___ Information supplied

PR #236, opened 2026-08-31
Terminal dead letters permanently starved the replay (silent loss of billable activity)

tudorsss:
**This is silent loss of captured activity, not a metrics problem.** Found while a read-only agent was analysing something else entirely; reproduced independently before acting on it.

______

Problem: Keeping every line exactly as it is, retype the listing.

Response for this exercise:
PR #236, opened 2026-08-31
Terminal dead letters permanently starved the replay (silent loss of billable activity)

tudorsss:
**This is silent loss of captured activity, not a metrics problem.** Found while a read-only agent was analysing something else entirely; reproduced independently before acting on it.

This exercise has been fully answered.